What the task asks
Your task is to give the number of lines in the listing that include "addon", and nothing else.

Data provided
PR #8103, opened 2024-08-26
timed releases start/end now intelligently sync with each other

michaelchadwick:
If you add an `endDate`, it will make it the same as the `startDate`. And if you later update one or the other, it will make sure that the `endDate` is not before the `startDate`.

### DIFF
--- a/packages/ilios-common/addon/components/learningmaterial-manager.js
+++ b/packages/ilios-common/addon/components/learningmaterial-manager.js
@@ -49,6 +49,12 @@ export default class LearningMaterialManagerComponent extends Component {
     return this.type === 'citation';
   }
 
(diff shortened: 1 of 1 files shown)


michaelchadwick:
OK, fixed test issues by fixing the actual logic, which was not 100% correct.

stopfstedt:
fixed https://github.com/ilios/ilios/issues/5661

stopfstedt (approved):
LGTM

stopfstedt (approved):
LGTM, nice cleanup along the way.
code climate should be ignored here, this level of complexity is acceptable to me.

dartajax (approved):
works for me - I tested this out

Written solution
2